▶ [WHAT THE EXERCISE ASKS]
Your task is to copy the stretch of lines in the records below that begins with the line containing "- **Storage**: genuinely" and ends with the line containing "- **Company tier board**", exactly as written, with nothing added.
==== DATA
PR #240, opened 2026-07-20
refactor: project structure rework

david-fs-valente:
## Summary

Implements the approved #134 proposal, in logically-scoped commits:

1. **Merge `application/domain/*` into top-level `domain/`** — collapses the duplicated "pure business rules" concept. `authPolicy`, `actionRules`, `saveRules`, `studentAccess` move into new camelCase concern-scoped folders (`domain/auth/`, `domain/action/`, `domain/savedStudent/`, `domain/student/`); the pre-existing `domain/Company/` and `domain/Student/` are renamed to `domain/company/` and `domain/student/` for casing consistency.
2. **Drain `services/`** — `authService.ts` → `application/services/` (gains the `"server-only"` marker matching its siblings); `api.ts` → `config/`; `apiResponse.ts` deleted outright (zero callers, already superseded by `lib/http/server.ts`'s `httpErrorResponse`).
3. **Fold `styles/` and `presentation/`** — `Icons.tsx` → `components/ui/` (first entry there); `tier-styling.ts` → `domain/company/services/`, alongside `company-tier-access.ts`.
4. **Docs** — adds a "where new code goes" table to AGENTS.md's Conventions section, fixes stale paths from the prior three commits, reserves a root-level `tests/e2e/` folder for future integration/smoke tests (existing colocated unit tests untouched).
5. **Adopt `components/ui/` for shared primitives** — `FileInput`, `HeadingText`, `Input`, `InputSelect`, `Modal`, `PrimaryButton`, `PrimaryLinkButton`, `PrivacyPolicyModal`, `Spinner` (9 components with 2+ consumers that are genuinely generic UI primitives, not domain/feature composites) move into `components/ui/`.
6. **Docs correction** — drops the route-local `_components/` convention from AGENTS.md; considered during this work but rejected in favor of keeping all components under `components/`.

**Explicitly out of scope for this pass** (left flat in `components/`, deliberately):
- Multi-consumer feature/layout composites (`Companies`, `Faq`, `Footer`, `HistorySection`, `Profile`, `Schedule`, `SessionAuthLayout`, `Sponsor`, `TopBar`) — reused across routes but not primitives in the design-system sense.
- 14 single-consumer components — no route-local colocation, per the above.
- 9 components confirmed to have zero references anywhere in `src/` (`Activity`, `AnimatedText`, `ComingSoon`, `DownloadButton`, `Highlight`, `HighlightInfoBit`, `Map`, `TextArea`, `TopBarLink`) — left untouched by product decision, not part of this structural refactor.

PR #241, opened 2026-07-20
feat: add admin backoffice

### LINKED ISSUE #202: [Feat] Add a full admin CRUD section (users, data, storage)
### Description
There's currently no unified admin interface for managing users, data, and storage/files — DB changes happen ad hoc (direct DB access, one-off scripts, or manual Supabase Storage cleanup) rather than through the app.

### Why
As the dataset grows edition over edition, ad hoc fixes get riskier (no audit trail, no confirmation step, whoever's available reaching for direct prod DB access) and don't scale to a team that rotates yearly.

### How
Scope a full admin CRUD section covering: user management (students/companies/employees), general data (actions, interests, saved-students), and storage/files (avatars, CVs) where feasible — reusing the existing `admin` auth Strategy (`defineHandler({ auth: "admin" })`) and the repository/service layers rather than raw Prisma calls in routes. Start by scoping which entities actually still need admin CRUD vs. what's already covered (Company/Sponsor already has an admin UI, see #152/#153).

### Dependencies
None directly, but should reuse the repository/service/HTTP-layer conventions from #126/#149 rather than introducing a new pattern.

david-fs-valente:
## Summary

Implements #202 ("Add a full admin CRUD section") in full — layout shell, every entity's CRUD, and the Company tier board — as agreed over the course of scoping this out.

**Layout shell**
- Sidebar nav on the shared `(admin)/layout.tsx` grouped by domain: Users (Students, Employees), Domain (Actions, Interests), Edition (Sponsors, Companies), Files (Storage), Statistics, Logs (external link to GlitchTip/Sentry via a new `NEXT_PUBLIC_LOGS_DASHBOARD_URL` env var).
- Centralized the `session.isAdmin` check into the layout (via `notFound()`) — previously duplicated per-page.
- Statistics page with real content from the start: total registered students, saved-students-per-company.

**Reusable building blocks**
- `DataTable`: paginated, sortable (`?sort=&order=`), searchable (`?q=`) — all URL-driven and server-renderable, no client state for any of it.
- `AdminForm`: sections API (`fields` incl. a `multiSelect` checklist kind, `image` with live preview/upload, `password` — only submitted when filled and matching) instead of one flat field list.
- `AdminToggleButton` / `AdminDeleteButton`: generic, URL/field-driven row actions (not callback props, since Server Component pages can't pass functions to Client Components).
- A new admin-gated upload route, `POST /api/admin/storage/avatar`, separate from the existing unauthenticated `storage/avatar` route (tracked by #215, not touched here).

**Per-entity CRUD**
- **Companies / Sponsors**: retrofitted off their old inline-edit-row components onto `DataTable`/`AdminForm`; active toggle, no hard delete.
- **Actions**: was list + `isLive` toggle only — added create/full-update; the QR detail page (`/actions/[id]`) is untouched.
- **Interests**: was pure read-only — added list (with computed usage count)/create/update/delete; delete blocked server-side (409) while still in use.
- **Students / Employees**: added a `User.active` migration (deactivating the User deactivates both, since they're 1:1 on the same id), `createSupabaseAuthUserAsAdmin`/`rollbackAuthUser` (admin sets the password directly at creation for both — no email-invite flow), full list/create/edit/toggle/delete, company picker on the Employee form.
- **Storage**: genuinely new — list/delete for the `avatars` (public, thumbnails) and `cvs` (private, signed URLs) buckets, at `/storage` and `/storage/cvs`.
- **Company tier board** (`/companies/tier-board`): tiermaker-style drag-and-drop (`@dnd-kit`) — one lane per tier, drag to reorder/change tier, explicit "Guardar" fires a single bulk-update transaction; never autosaves on drag.

**Also fixed along the way**: `client-only` was imported by existing code (`lib/http/client.ts`, `client/api/upload.ts`) but never actually installed as a dependency — Next's build tolerated it, Vitest didn't.


david-fs-valente:
## Blocking issues

**Deactivating a Student/Employee (`User.active`) does not actually restrict their access — it's a no-op beyond the DB flag.**

This PR adds `User.active` (migration `20260720211709_add_user_active`) with the schema comment "Gates a Student/Employee's ability to log in", and wires an `AdminToggleButton` in the Students/Employees admin pages that calls `updateStudentForAdmin`/`updateEmployeeForAdmin` → `updateUserActive(id, active)`, which only does `prisma.user.update({ data: { active } })`.

Nothing in this diff (or in the unmodified `src/application/services/sessionService.ts`, which `getServerSession()` lives in, or `src/application/domain/authPolicy.ts`) ever reads `user.active`. There's also no corresponding Supabase Auth-side action (e.g. `admin.auth.admin.updateUserById(id, { ban_duration: ... })`) to actually lock the account out at the auth layer.

Net effect: an admin toggles a student/employee to "inactive" in the backoffice, gets a UI that looks like it revoked access, but the user can still log in via Supabase Auth and `getServerSession()` will resolve them exactly as before (no `active` check anywhere in the session/auth chain) — full read/write access to everything a normal active account has. This is a functional bug that's actively misleading for an access-control feature — please either:
- add the `active` check to `getServerSession()` (and/or `passesAuthPolicy`) so a deactivated user's session actually gets rejected, or
- ban the Supabase Auth user directly when `active` is set to `false`,

and add a test covering that a deactivated user's session/route access is actually denied.

david-fs-valente:
## Non-blocking suggestions

- **`src/application/services/storageAdminService.ts` (`deleteStorageObject`) / `src/app/api/admin/storage/[type]/[name]/route.ts`**: `name` is taken from the `[name]` dynamic segment, `decodeURIComponent`'d, then interpolated directly into `${prefix}/${name}` for `.remove([...])`. A `name` containing an encoded `../` could delete objects outside the intended `distribution/avatar`/`distribution/cv` prefix within the same bucket. Low severity since the route is `auth: "admin"`-gated (trusted caller), but worth normalizing/rejecting path separators defensively, especially since the `cvs` bucket holds private data.

- **Test coverage**: the only new tests are `AdminForm/index.test.tsx` and `DataTable/index.test.tsx` (both UI). None of the new service-layer business rules got colocated tests, e.g.:
  - `employeeService.createEmployeeForAdmin` / `studentService.createStudentForAdmin`'s rollback-on-failure path (Supabase auth user created, then Prisma transaction fails → `rollbackAuthUser` called)
  - `interestService.deleteInterestForAdmin`'s 409-when-in-use rule
  - `companyService.updateCompanyTierBoard`'s bulk transaction
  
  Per AGENTS.md's "extend the relevant test file when behavior changes" convention, these would be good candidates given they encode real business rules, not just plumbing.

- **`rollbackAuthUser`**: if the Supabase `deleteUser` rollback call itself fails (network blip, etc.), the error is only reported via `reportError` — the admin-facing create call still surfaces the original error, with no indication that a now-orphaned Supabase Auth user (with no matching Prisma `User`) was left behind. Not a big deal operationally, but worth a code comment noting the known gap (similar to how other known gaps are documented elsewhere in this codebase) so it's not mistaken for full transactional safety.

- **`src/app/api/admin/storage/avatar/route.ts`**: comment above it explains why it isn't a `defineHandler` route (multipart body) and why it's separate from the existing unauthenticated `storage/avatar` (tracked by #215) — good, just flagging that the manual `if (!session || !session.isAdmin)` check here duplicates the `defineHandler({ auth: "admin" })` policy by hand; low risk since it's clearly written out, but a small refactor (e.g. a shared `requireAdmin(session)` helper) would keep the two "admin" checks from drifting if the policy ever changes.

david-fs-valente:
## Rebased + blocking issue fixed + careful review, given this manages real accounts, private CV data, and links out to GlitchTip

**Merged \`dev\` in** (3 conflicts: \`package.json\`, \`pnpm-lock.yaml\` regenerated from the merged manifest, \`studentService.ts\`'s domain imports). Also caught two silent (non-conflicting) breaks git didn't flag: 3 stale \`@/domain/Student/\`\`@/domain/Company/\` casing references left over from #240's refactor, and a duplicate \`deleteUser()\` declaration in \`userRepository.ts\` - this branch and dev's AuthNEI hardening fix each added their own independently, in non-overlapping parts of the file.

## Blocking issue fixed (\`8d217f6\`) - \`User.active\` now actually gates access

\`getServerSession()\` now rejects the session outright for an inactive \`User\`, on both the id and email lookup paths - a single enforcement point every auth-gated route/page already goes through. Also bans the underlying Supabase Auth user (\`ban_duration\`, best-effort) when an admin toggles active off, and unbans on toggling back on, as defense-in-depth on top of the DB flag. 11 new tests across \`sessionService\`, \`studentService\`, \`employeeService\`, and \`authApplicationService\`.

Side finding while wiring this up: \`sessionService.ts\` had **zero test coverage** because \`react@18.3.1\` (the version actually installed) doesn't export \`cache\` - Next's bundler substitutes a build that does for server-only code, Vitest doesn't, so any test importing it threw \`"cache is not a function"\`. Stubbed as a pass-through in \`vitest.setup.ts\` (safe - \`cache()\` is a per-request memoization optimization, not a correctness dependency), which should also unblock testing this file's other callers going forward.

## Careful review - what I checked

- **Every admin route's auth gating** - all 16 routes are \`defineHandler({ auth: "admin" })\` except the one multipart upload route, which has an equivalent manual \`session.isAdmin\` check. Consistent, no gaps found.
- **Sort/search query construction** - every admin-listed entity (student, employee, company, sponsor, action, interest) validates \`sort\` against an explicit field allowlist before it reaches Prisma's \`orderBy\`, and \`search\` goes through Prisma's parameterized \`contains\` filter. No injection surface.
- **Company tier board bulk update** - wrapped in \`prisma.$transaction()\`, atomic; \`z.uuid()\`/enum-validated input.
- **Statistics page** - simple, read-only, protected by the same layout-level admin gate as everything else.
- **GlitchTip logs link** (\`NEXT_PUBLIC_LOGS_DASHBOARD_URL\`) - Zod-validated as a URL, conditionally rendered, correct \`target="_blank" rel="noopener noreferrer"\`. No issues.
- **Fixed (\`e5308a6\`):** the previously-flagged path-traversal note in admin storage delete - \`deleteStorageObject()\` interpolated the decoded \`[name]\` segment directly into the object key. Low severity (admin-gated, and the UI only ever passes back names it just listed), but the \`cvs\` bucket holds private data, so added an allowlist regex (legitimate names are always a bare \`uuidv4()\`, optionally \`.pdf\`-suffixed - never a path separator) plus 4 tests.
- **Admin-set password validation** (\`min(8)\`, no complexity requirement) - checked against the existing self-signup schemas (\`signUpSchema.ts\`, \`employeeSignUpSchema.ts\`): this is consistent with the existing app-wide policy, not a regression introduced here. The complexity requirement you'll see in the signup UI is client-side only, pre-existing, out of scope for this PR.
- **Interest deletion 409-in-use rule**, **toggle/delete button wiring**, **createSupabaseAuthUserAsAdmin rollback path** - read through, logic is correct as documented in the earlier review comment.

CI green, \`mergeStateStatus: CLEAN\`. The remaining non-blocking suggestions from the earlier review (more service-layer test coverage, the \`rollbackAuthUser\` orphan-on-failure comment, the duplicated admin-check-vs-\`defineHandler\` nit) are still open but genuinely non-blocking - your call whether to fold those into this PR or track separately.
========
▶ [TASK OUTPUT]
- **Storage**: genuinely new — list/delete for the `avatars` (public, thumbnails) and `cvs` (private, signed URLs) buckets, at `/storage` and `/storage/cvs`.
- **Company tier board** (`/companies/tier-board`): tiermaker-style drag-and-drop (`@dnd-kit`) — one lane per tier, drag to reorder/change tier, explicit "Guardar" fires a single bulk-update transaction; never autosaves on drag.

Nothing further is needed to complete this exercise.